## REQUIREMENT
Give again, word for word, each line from the top of the listing through the line that holds "Bundle-Name: %name".

## TASK MATERIAL

PR #2352, opened 2026-06-02
Make CSS spy selector handling API-version agnostic

vogella:
The CSS spy referenced `org.w3c.css.sac.SelectorList` and `Selector` directly, which breaks once eclipse.platform.ui [#4051](https://github.com/eclipse-platform/eclipse.platform.ui/pull/4051) switches `CSSEngine.parseSelectors()` and `matches()` to an internal `Selectors` AST.

Since both the old and new selector list types expose the same `getLength()`/`item(int)` and round-trip cleanly through `engine.matches(...)`, the spy no longer needs to name the type at all. The parsed selectors are now held in `var` locals and the recursive search takes a `Predicate<CSSStylableElement>` instead of a typed selector-list parameter (which also drops the always-null `pseudo` argument). The result compiles against both the current and the post-#4051 target platform, so it can merge independently of the platform change.

### DIFF
--- a/ui/org.eclipse.pde.spy.css/META-INF/MANIFEST.MF
+++ b/ui/org.eclipse.pde.spy.css/META-INF/MANIFEST.MF
@@ -2,7 +2,7 @@ Manifest-Version: 1.0
 Bundle-ManifestVersion: 2
 Bundle-Name: %name
 Bundle-SymbolicName: org.eclipse.pde.spy.css;singleton:=true
-Bundle-Version: 0.14.100.qualifier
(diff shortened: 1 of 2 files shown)


laeubi:
I'm not sure this really works. This might make it compile time agnostic but I doubt it works in runtime the way indicated here..

vogella:
Works well (tested in a custom aggregator build with both PR integrated, this one and https://github.com/eclipse-platform/eclipse.platform.ui/pull/4051)

Screenshot From 2026-06-09 16-55-15

PR #2353, opened 2026-06-03
Guard against null target when setting the load scheduling rule

vogella:
`LoadTargetDefinitionJob.load` accepts a null target to represent the empty target platform, but the per-handle scheduling rule was looked up via `target.getHandle()` before that case was handled. Calling `load` with a null target therefore threw a NullPointerException, which `TargetPlatformPreferencePage` can trigger.

The rule is now only set when a target is present; the empty target platform has no handle to serialize on.


vogella:
A bit defensive, but it matches the old pattern and better safe than NPE......

Issue #1030, opened 2023-12-27
[target editor] Allow to make a target "offline"


laeubi:
Currently open a target can take some time because probably remote sites need to be contacted (e.g. p2 or maven repositories) but in many cases a target actually does not change very often and is rather static.

Because of this, there should be a new feature "make offline", that freezes the current state of this target by simply copy everything to a dedicated location (while "copy" might actually just be a reference to an already local file) and the target from there on is only resolved using this local content.

For some operations e.g. update, edit or add new items then the user should be asked to "go online" and the target becomes an online one again.

vogella:
I think we should rather only resolve on user request never automatically

laeubi:
> I think we should rather only resolve on user request never automatically

That doesn't really help you except you always ever only use one target file.

PR #2354, opened 2026-06-03
Reload active target platform when its .target file changes

vogella:
Automatically reloads the active target platform when its backing `.target` file changes, so editing the file (in the editor, via a refactoring, or a `git pull`) no longer requires a manual "Reload Target Platform".

Workspace files are watched through resource deltas; a modification timestamp recorded on each load also catches edits made while the IDE was closed, including external `file:` targets that deltas cannot observe. Reloads are coalesced behind a short delay so a burst of changes triggers a single load rather than repeatedly cancelling an in-flight resolve.

Adds tests covering the backing-file resolution and the auto-reload behaviour.


laeubi:
I found people are often wanting the opposite: Opening a target platform (e.g. without internet connection) can easily break your workspace as it leaves the active target in an somehow intermediate state.

This has been acknowledged here even by yourself: https://github.com/eclipse-pde/eclipse.pde/issues/1030#issuecomment-1870097320

> I think we should rather only resolve on user request never automatically

So what changes your mind and have you considered to make the behavior at least configurable? Especially on larger workspace a change in target change would mean update and possibly recompile a lot of projects, I'm not sure "a short delay so a burst of changes triggers a single load" is sufficient here either.

As this is a major change in behavior at least this has to be discussed with a broader audience!

merks:
Indeed.  Also, given the fact that any resolution failure leaves a corrupted target platform state, the whole workspace could easily become unusable because of a refresh.  I've not reviewed to see how this deals with saving a *.target file; that too triggers a delta...

Issue #2361, opened 2026-06-10
Updating plug-in dependencies take very long (10 min in 2026-03, > 30 min in 2026-06 without -Dpde.addTransitiveDependenciesWithForbiddenAccess=false)


vogella:
If I reload the target platform the plug-in dependencies frequently gets updated.

In one of my client implementations updating the plug-in dependencies takes very long, I would guess 10 min for approx 635 plug-ins and unbearable long (stopped the IDE after waiting more than 30 mins) with 2026-06 and  without the -Dpde.addTransitiveDependenciesWithForbiddenAccess=false flag. With the flag it is comparable to 2026-03 but still really long.

<img width="311" height="72" alt="Image" src="https://github.com/user-attachments/assets/4120e9ec-05ba-420b-8f94-7c283f5d5566" />

Note: it sometimes reports more plug-ins so instead of 635, it sometimes claims that we have > 2000 plug-ins.

As this is really time consuming, would it be possible to update the plug-in dependencies in parallel? Similar to the Maven / Tycho parallel build I assume that plug-ins on the same "dependency level" should be possible to update in parallel.

laeubi:
Tycho and PDE working completely differently. In any case you can take a look at `UpdateClasspathsJob` and check if it helps to parallelize things. Of course it would be interesting to check *what* takes long and as everything is centralized it should be quite easy to profile. Having shown "wrong" number at least sounds suspicious to me, but it could be that multiple updates are enqueued from different places.

vogella:
https://github.com/eclipse-pde/eclipse.pde/pull/2362 should help with the case that the profile is still in sync. Currently even a "Reload" on an unchanged profile does a full update. And the end user does not necessary know if the target platform has changed after a checkout (and svn update like in the case for my client), hence they tend to press Reload.

vogella:
This is fixed with https://github.com/eclipse-pde/eclipse.pde/commit/8fbf102c4d505e495654ff4464667245eb8de5a0

PR #2363, opened 2026-06-10
Deduplicate queued classpath container update requests

vogella:
A target platform reload triggers classpath updates from several listeners, so the work queue of UpdateClasspathsJob frequently contains the same project multiple times. Each occurrence ran the full classpath computation again and inflated the project count in the progress message, e.g. reporting more than 2000 plug-ins for a workspace with 635 plug-ins (see #2361).

This change drains the queue into one request per project before processing. A request without a saved container state forces a container update and therefore wins over requests whose update may be skipped when the computed entries match the saved state. This reduces redundant classpath computations and makes the reported progress count match the actual number of projects. Includes unit tests for the deduplication logic.

### DIFF
--- a/ui/org.eclipse.pde.core/src/org/eclipse/pde/internal/core/ClasspathContainerState.java
+++ b/ui/org.eclipse.pde.core/src/org/eclipse/pde/internal/core/ClasspathContainerState.java
@@ -107,11 +107,7 @@ public class ClasspathContainerState {
 			Map<IJavaProject, IClasspathContainer> updateProjects = new LinkedHashMap<>();
 			Map<IProject, IStatus> errorsPerProject = new LinkedHashMap<>();
 
-			java.util.List<UpdateRequest> requests = new java.util.ArrayList<>();
-			UpdateRequest request;
-			while ((request = workQueue.poll()) != null) {
-				requests.add(request);
-			}
+			List<UpdateRequest> requests = drainRequests(workQueue);
 			int count = requests.size();
 			monitor.setWorkRemaining(count * 2);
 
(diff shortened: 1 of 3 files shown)


laeubi:
@vogella it would really be helpful to give other a chance to review changes to central places of the code or explicitly ask for a review. For example one might question if multiple listeners should actually trigger the same update.
Also why `UpdateRequest` is now a **public** type?
This again seem to be to ad some fake testing that actually does not test the behavior of the code and instead test some thing in isolation when there is no guarantee this is actually ever called from the code that is claimed to be tested...

vogella:
UpdateRequest became public only so the test can construct requests, and I agree that is not good. I am preparing a follow-up that deduplicates at enqueue time (a map keyed by project instead of deduplicating while draining the queue). That makes UpdateRequest private again, removes the drainRequests helper, and the isolated tests go away with it.

Whether multiple listeners should trigger the same update at all is a good question. Dedup in the job is a safety net either way since enqueues are concurrent, but if a listener is redundant on target reload, fixing it at the source would be better. I will look into it and report back.

laeubi:
In general de-duplication can only work if listeners submit the same project in very fast way, and I think avoiding such updates should be investigated first. Because the job runs at the background, it can happen that a project needs further updates any time later on so one needs to be careful to not miss an update.

I also want to share this artice here that gives good tips for reviewing AI generated code: https://docs.github.com/en/copilot/tutorials/review-ai-generated-code

So if you are think something is maybe not good, it should be fixed first, this is nothing critical that requires a fix immediately and we have plenty of time to come to a good conclusion!

I agree writing a good test can be tricky but that's often the case that the reproducer/test is the most effort. From your referenced issue, I would have expsected a test doing something like:

1. creating some PDE projects and wait until everything has settled
2. setting up a global job listener
3. setting a new target platform
4. observing that only a certain amount of updates happen during the job run,what can be quite tricky but maybe with a special progress monitor for jobs - thats something the AI can possibly help to scrape the code for possible options and then one can decide what seems best.

PR #2365, opened 2026-06-11
Set BREE of pde.doc.user bundle to stabilize generated javadoc output

HannesWell:
Avoids warnings like
```
[WARNING] useJDK=BREE configured, but no BREE is set in bundle. Fail back to currently running execution environment (JavaSE-21)
```
and comparator errors because the javadoc is generated with Java-25 in the context of
- https://github.com/eclipse-platform/eclipse.platform.releng.aggregator/pull/3891


akurtakov:
This is not a java project so this warning looks wrong to me.

HannesWell:
> This is not a java project so this warning looks wrong to me.

Yes. But this should also ensure that the Java-21 is used to build the Java doc. And unfortunately the used JDK is recorded in the output and makes a difference.

I checked again the logs and the mentioned warnings probably only occurs for other bundles without a BREE, but not this one.
Still the stabilization of the generated Javadoc should happen.

PR #2366, opened 2026-06-11
Deduplicate classpath update requests at enqueue time

vogella:
Follow-up to #2363, addressing the review feedback from @laeubi. The work queue of UpdateClasspathsJob is now a map keyed by project, so requests for the same project are merged when they are added rather than while draining the queue. The deduplication is thereby enforced by the data structure itself. This lets UpdateRequest become private again and removes the drainRequests helper that was public only for testing, together with the isolated unit tests for it.


HannesWell:
@laeubi do you have remarks on this, since you requested the changes in https://github.com/eclipse-pde/eclipse.pde/pull/2363#issuecomment-4683253721?

vogella:
Any additional feedback here?

vogella:
Planning to merge tomorrow

merks:
@vogella 

FYI, the m1 build is tonight's build.  Looked at the changes and they look correct and safe, so I would suggest merging this now.

vogella:
> @vogella
> 
> FYI, the m1 build is tonight's build. Looked at the changes and they look correct and safe, so I would suggest merging this now.

Tomorrow already? Thanks for the information.

PR #80, opened 2021-05-03
remove all instances of "we want to hear from you"

eshaben:
As part of the docs revamp, we're getting rid of all of the "we want to hear from you" sections in favor of a single section in the footer. This PR just removes all instances of "we want to hear from you".

This PR kind of goes hand in hand with [mkdocs PR #6 ](https://github.com/PureStake/moonbeam-mkdocs/pull/6) and can be merged really whenever but I recommend waiting until the mkdocs PR has been merged and released to production!


albertov19 (approved):
Bye bye "we want to hear from you"

PR #83, opened 2021-05-06
update docker commands in telemetry section

eshaben:
the `--chain alphanet` comand is listed on the moonbeam repo readme as required to join the testnet so just updating the telemetry section of the docs to reflect this change as well


albertov19:
This is only required to set the different ChainSpecs for Moonbeam.

PR #90, opened 2021-05-20
MD66- Revise Governance Tutorial

themacexpert:
MD66- Revise Governance Tutorial to change from a set balance function to a system remark. Update images to reflect new tutorial process and maintain same account names as before.


albertov19 (changes requested):
Looks good!!!

A minor nitpick ¯\_(ツ)_/¯ :

- When taking screenshots that include clicking on a button I tend to hover my mouse over the button so that the animation is displayed. You can take a look at the current Proposals site to see what I mean.

I would suggest as well to revisit the voting tutorials page because in there we are still making a reference to the old tutorial.

themacexpert:
> I would suggest as well to revisit the voting tutorials page because in there we are still making a reference to the old tutorial.
I revised the voting tutorials page to reflect the new system remark in text and images. 

> * When taking screenshots that include clicking on a button I tend to hover my mouse over the button so that the animation is displayed. You can take a look at the current Proposals site to see what I mean.
Noted, I started making screenshots this way for the new images on the voting page.

PR #94, opened 2021-05-27
Moonbase v8

albertov19:
This PR introduces the changes for the v8 update.


albertov19:
Will merge because of the Moonbase v8 release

## REPLY
PR #2352, opened 2026-06-02
Make CSS spy selector handling API-version agnostic

vogella:
The CSS spy referenced `org.w3c.css.sac.SelectorList` and `Selector` directly, which breaks once eclipse.platform.ui [#4051](https://github.com/eclipse-platform/eclipse.platform.ui/pull/4051) switches `CSSEngine.parseSelectors()` and `matches()` to an internal `Selectors` AST.

Since both the old and new selector list types expose the same `getLength()`/`item(int)` and round-trip cleanly through `engine.matches(...)`, the spy no longer needs to name the type at all. The parsed selectors are now held in `var` locals and the recursive search takes a `Predicate<CSSStylableElement>` instead of a typed selector-list parameter (which also drops the always-null `pseudo` argument). The result compiles against both the current and the post-#4051 target platform, so it can merge independently of the platform change.

### DIFF
--- a/ui/org.eclipse.pde.spy.css/META-INF/MANIFEST.MF
+++ b/ui/org.eclipse.pde.spy.css/META-INF/MANIFEST.MF
@@ -2,7 +2,7 @@ Manifest-Version: 1.0
 Bundle-ManifestVersion: 2
 Bundle-Name: %name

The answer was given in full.